Nick Clegg contested the last General Election on a manifesto commitment to abolish the religious character of state schools in admissions, and in staff appointments other than RE.
Yet he now he sends one son, and doubtless two more in due season, to the London Oratory. Funny how no one is calling him out on that.
The products of the London Oratory, lovely though they are, are quite possibly the poshest people whom I have ever met, and far more so than their commercially London day schooled contemporaries, or even than my Old Etonian erstwhile housemate.
I have known people teach there and actually believe that it was a private school, presumably until the pay cheque arrived.
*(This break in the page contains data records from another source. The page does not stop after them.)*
PR #2216, opened 2025-03-14
Add search query parameter to dandiset list endpoint serializer

### LINKED ISSUE #2214: swagger search api
The swagger API doc (https://api.dandiarchive.org/swagger/) for /dandisets/ does not include "search":

Image

But the readme.io for the same endpoint (https://dandi.readme.io/reference/dandisets_list) does:

Image

I think including "search" is correct. Is there a reason this is missing in swagger?

waxlamp:
Despite the fact that the `/dandisets` endpoint accepts a query parameter `search` that is used to filter by the search terms, the parameter is not listed in the input serializer, and thus does not show up in the Swagger docs.

I built and tested this locally and it seems to work as expected.

Fixed #2214.


bendichter:
thanks @waxlamp !

PR #2223, opened 2025-03-19
Migrate puppeteer tests to playwright

### LINKED ISSUE #2209: Convert existing Puppeteer-based e2e tests to Playwright
Playwright/TypeScript has replaced Puppeteer/vanilla JS as our preferred browser-testing tool/framework, and all new E2E tests are written using it. We have [a collection of existing Puppeteer-based E2E tests](https://github.com/dandi/dandi-archive/tree/master/e2e) that need to be converted to Playwright.

### LINKED ISSUE #2210: Update E2E tests for Vuetify 3
#2186 upgrades us to Vuetify 3, which breaks many of our existing browser end-to-end tests. This means that our internal [`jest-puppeteer-vuetify`](https://github.com/kitware-resonant/jest-puppeteer-vuetify) helper library no longer works for selecting Vuetify elements. There may be other CSS selectors that are now outdated too. 

I propose that we take advantage of this to simultaneously complete #2209 and convert these tests over to playwright/typescript as part of updating them for Vuetify 3; not only will that let us drop Puppeteer, but writing Playwright E2E tests is much easier than Puppeteer with it's [code gen capabilities](https://playwright.dev/docs/codegen).

naglepuff:
- Closes #2209
- Closes #2210


mvandenburgh:
fyi, looks like the dandi-cli integration tests are failing for unrelated reasons - https://github.com/dandi/dandi-archive/pull/2285#issuecomment-2783878799

.github/workflows/frontend-ci.yml
```diff
@@ -31,228 +31,112 @@ jobs:
...
+          while ! nc -z localhost 8085; do
+            sleep 3
+          done
+
+          # start the dandi-api server
+          python ../../manage.py runserver &
+
+          # run the tests
+          npx playwright test
+      working-directory: e2e/playwright
```
mvandenburgh, line 135: I think we can move the contents of the `e2e/playwright/` directory to the top level `e2e/` directory now.

mvandenburgh (changes requested):
Looks good for the most part - couple of minor things related to file structure and git hygiene. I'll submit a separate review for the actual code changes.

- Can you rebase to remove the `celerybeat-*` files? Those should not be tracked in version control. #2280 will help prevent this from occurring going forward.
- https://github.com/dandi/dandi-archive/pull/2223/commits/1a70c9ec6a20290e14cd4ea988a9c20b16b929d5 shouldn't be necessary, as that variable was already added in #2205. Looks like it was erroneously removed in https://github.com/dandi/dandi-archive/commit/0a6832a84ced1d6180076c2f8f657b04838b9f96#diff-5cd76c2d3da116c3ec33f2a8ce86d739d0fe4e46c0563f2dde614ab8afc41f38L72 - can you fixup that commit and drop the redundant one?
- Can you squash https://github.com/dandi/dandi-archive/pull/2223/commits/5978fc73d1c19ee8f7ee7c1af5195e250250f550, https://github.com/dandi/dandi-archive/pull/2223/commits/6d557a07bc968e79605377ffa57a0dc152ee1f73, and https://github.com/dandi/dandi-archive/pull/2223/commits/5b0f739e3bc059efcbe948ff59ff9b7458fb0ad5
	- As part of the previous point, it looks like something might have went wrong during `yarn.lock` generation? https://github.com/dandi/dandi-archive/pull/2223/commits/5b0f739e3bc059efcbe948ff59ff9b7458fb0ad5 changes a bunch of the tar links from `yarnpkg.com` to `npmjs.org`. I was able to fix it locally by running `rm yarn.lock && yarn`.

e2e/.editorconfig
```diff
@@ -0,0 +1,22 @@
+root = true
```
mvandenburgh, line 1: Do we need this new file? If I'm understanding them correctly, the editorconfig docs suggest that a compliant editor should pick up the `.editorconfig` in the root of the repository - https://editorconfig.org/#file-location

e2e/tests/dandisetLandingPage.spec.ts
```diff
@@ -0,0 +1,49 @@
...
+    // Create a user to add as an owner later
+    const {
+      email: otherUserEmail,
+      firstname: otherUserFirstname,
+      lastname: otherUserLastName,
+    } = await registerNewUser(page);
+    const otherUserName = `${otherUserFirstname} ${otherUserLastName}`;
+    const otherUserInitials = `${otherUserFirstname.charAt(0)}${otherUserLastName.charAt(0)}`;
+    await page.getByRole("button", { name: otherUserInitials }).click();
+    // await page.getByRole("menuitem", { name: LOGOUT_BUTTON_TEXT }).click();
```
mvandenburgh, line 16:
```suggestion
```

e2e/tests/meditor.spec.ts
```diff
@@ -0,0 +1,80 @@
...
+  ).toBeVisible();
+};
+
+const dandisetsToTest = [
+  "000003",
+  "000018",
+  "000024",
+  // "000071",
+  "000106",
+  // "000107",
```
mvandenburgh, line 30: I wonder if there's value in testing at least one of `000071` or `000107`. Since there's no other dandisets being tested that have two simultaneous validation errors. What do you think?

e2e/tests/meditor.spec.ts
```diff
@@ -0,0 +1,80 @@
...
+  "000362",
+];
+
+const invalidDandisets = {
+  "000018": [noLicenseSelector],
+  "000024": [noContributorSelector, noLicenseSelector],
+  "000071": [noContributorSelector],
+  "000106": [invalidLicenseSelector],
+  "000107": [invalidLicenseSelector, noContributorSelector],
```
mvandenburgh, line 39: `000071` and/or `000107` can be removed here, right? (I say and/or because of my previous comment about testing one of them)

mvandenburgh (changes requested):
A couple minor things. Besides those, this looks great!

mvandenburgh:
Also, I noticed some weird formatting, but we're not doing any kind of linting on the e2e code so there's no set rules to adhere to. I filed #2306 so we can address that separately.

e2e/tests/meditor.spec.ts
naglepuff: Theses are commented out due to https://github.com/dandi/dandi-archive/issues/2281. Although, looking at this again, Dandiset 000024 also tests for `noContributorSelector`, so I'm a bit confused about that. I'll take a closer look.

e2e/.editorconfig
naglepuff: You're right. I'm new to editorconfig. I'll have to spend some time reading those docs, thanks for link. I'll remove the file.

e2e/tests/meditor.spec.ts
mvandenburgh: Yeah I agree a code comment would be appropriate here.

naglepuff: Added

e2e/tests/meditor.spec.ts
naglepuff: We can actually re-enable to tests for 000107. The actual assertion that fails is the icon indicating that the metadata is invalid. Both 000024 and 000107 have additional validation errors on the main tab that result in the correct icon being displayed. 000071 is special in that the ONLY validation error is on the contributors tab.

mvandenburgh (approved):

PR #2225, opened 2025-03-20
Add admin and description fields to AuditRecord model

### LINKED ISSUE #2224: Add admin audit records
This would add an `admin` boolean field to the audit record model, as well as a `description` text field. This would allow us to track whether an audit record in the system was performed by a normal user, or was done via an administrative action (e.g. a data migration or fix).

jjnesbitt:
Closes #2224 

This introduces two new fields to the `AuditRecord` model: `admin` and `description`. These fields are to be used in conjunction, when the modification of something in the system is done through administrative means, and not the normal workflow. An example of this would be if we were to fix some malformed data that existing in some versions or assets.


dandiapi/api/models/audit.py
```diff
@@ -43,5 +43,18 @@ class AuditRecord(models.Model):
...
+    # These fields are only used when these audit actions are done by admins
+    admin = models.BooleanField(default=False)
+    description = models.TextField(null=False, default='')
+
+    class Meta:
+        constraints = [
+            # Ensure that if admin=False, the description is also empty
+            models.CheckConstraint(
+                name='admin-description-pairing',
+                check=(models.Q(admin=False, description='') | models.Q(admin=True)),
```
waxlamp, line 55: Let's also require the description when `admin == True`.

dandiapi/api/services/dandiset/__init__.py
```diff
@@ -53,7 +53,9 @@ def create_dandiset(
         draft_version.save()
 
         audit.create_dandiset(
-            dandiset=dandiset, user=user, metadata=draft_version.metadata, embargoed=embargo
+            params=audit.CommonAuditParams(dandiset=dandiset, user=user),
+            metadata=draft_version.metadata,
+            embargoed=embargo,
```
waxlamp, line 58: What do we gain from using this "common parameters" abstraction? It makes the definitions of the audit service functions harder to understand, and it makes the invocations (like here) more confusing than they need to be.

I'd prefer to back that out and just outfit the service functions with the admin and description arguments with default values (of `False` and `''`, respectively).

waxlamp (changes requested):
Looks good overall, but I want to strengthen the check constraint and reduce the "line noise" of the common params abstraction.

dandiapi/api/services/dandiset/__init__.py
waxlamp: > Well there's a couple reasons:
> 
> 1. Without this refactor, some of the audit functions now have many input arguments (6 or 7)

With the refactor, the functions still take that many arguments. It's just hidden behind a bit of a "legal fiction".

> 2. I think it's good to make a distinction between the "common" parameters between these audit functions, and the params that are unique to the function. You mention that it makes the invocations more confusing, but you could view it the other way. With this refactor, you _know_ that any audit function will take `CommonAuditParams` as the first argument.

I don't think much benefit comes from knowing that there is a common prefix of parameters; besides that, it's conceivable that future audit records *won't* have to supply all of these, in which case the abstraction would no longer be useful.

> I could go either way on this, there are pros/cons to each approach.

I agree in principle, but let's go with my recommendation since it's a smaller blast radius for this PR.

jjnesbitt:
> We had talked about making the `username` column nullable, but I had forgotten that column (along with the `user_email` and `user_fullname` columns) is text, not a foreign key to a user model. Does that mean we don't need these columns to be nullable at all, and can instead leave them blank or use stand-in data (like "admin", "[help@dandiarchive.org](mailto:help@dandiarchive.org)", and "DANDI admin team")?
> 
> If yes, then this is ready to merge; otherwise let's discuss what we should do.

Correct, my vote would be that we just leave them blank, instead of allow null. 

I'm realizing that we may want to require those fields be non-empty if `admin=False`. Although you could make the case it falls outside the scope of this PR (since if that's desired, the constraint should have already existed anyway).

If you agree we shouldn't address that here and now, then I agree with your previous comment that this is ready to merge.

mvandenburgh:
> Correct, my vote would be that we just leave them blank, instead of allow null.

I agree. In addition to the reasons already stated, there's also this rule - https://docs.astral.sh/ruff/rules/django-nullable-model-string-field/.

waxlamp:
> I'm realizing that we may want to require those fields be non-empty if admin=False

Good point. Please go ahead and do that in a followup PR.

I am told that that misperception is also widely held among those living in the London Oratory's vicinity.
But we have been here before. Last time, it was about the Cardinal Vaughan Memorial School. The spoilt whingeing of the metropolitan haute bourgeoisie.
Meanwhile, not that the “national” media have noticed (despite the efforts to alert them on some of our parts), Durham County Council has cut all subsidised transport to “faith” schools, effectively killing them off.
County Durham contains four Catholic state secondary schools, and there are several more that I expect serve parts of the county of which they were historically, and in at least one case quite recently, part.
The North being the North, there is no other type of faith school in the state secondary sector, although there are a very few Anglican fee-charging ones, mostly in Durham itself.
So this decision constitutes a direct attack on the Catholic Church.
The County Council expects this to save one million pounds by 2015.
One million pounds is roughly one third of the staff salary budget for one of those schools. The London Oratory could probably raise that in a week, and certainly in a month.